*** Information shown ***
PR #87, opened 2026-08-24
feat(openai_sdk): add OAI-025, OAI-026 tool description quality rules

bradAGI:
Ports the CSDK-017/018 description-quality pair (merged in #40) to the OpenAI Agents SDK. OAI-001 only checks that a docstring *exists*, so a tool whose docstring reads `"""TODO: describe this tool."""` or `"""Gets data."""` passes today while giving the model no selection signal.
*** End of Information shown ***
- **What you have to do**
Make an exact copy of the data above.

- **Solution to this task**
PR #87, opened 2026-08-24
feat(openai_sdk): add OAI-025, OAI-026 tool description quality rules

bradAGI:
Ports the CSDK-017/018 description-quality pair (merged in #40) to the OpenAI Agents SDK. OAI-001 only checks that a docstring *exists*, so a tool whose docstring reads `"""TODO: describe this tool."""` or `"""Gets data."""` passes today while giving the model no selection signal.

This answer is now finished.